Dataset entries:
PR #127, opened 2015-04-28
Removing duplicate imports.

richardrauser:


jwe-apple:
ok to test

jwe-apple:
Builds fine. Thanks!

PR #129, opened 2015-04-28
Naming conventions: 'ident' is not an acceptable abbreviation

rsanchezsaez:
`ident` is not an [acceptable abbreviation](https://developer.apple.com/library/mac/documentation/Cocoa/Conceptual/CodingGuidelines/Articles/APIAbbreviations.html#//apple_ref/doc/uid/20001285-BCIHCGAE).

What this task involves —
Using the entries, return every line where the word "opened" can be found.

Worked solution —
PR #127, opened 2015-04-28
PR #129, opened 2015-04-28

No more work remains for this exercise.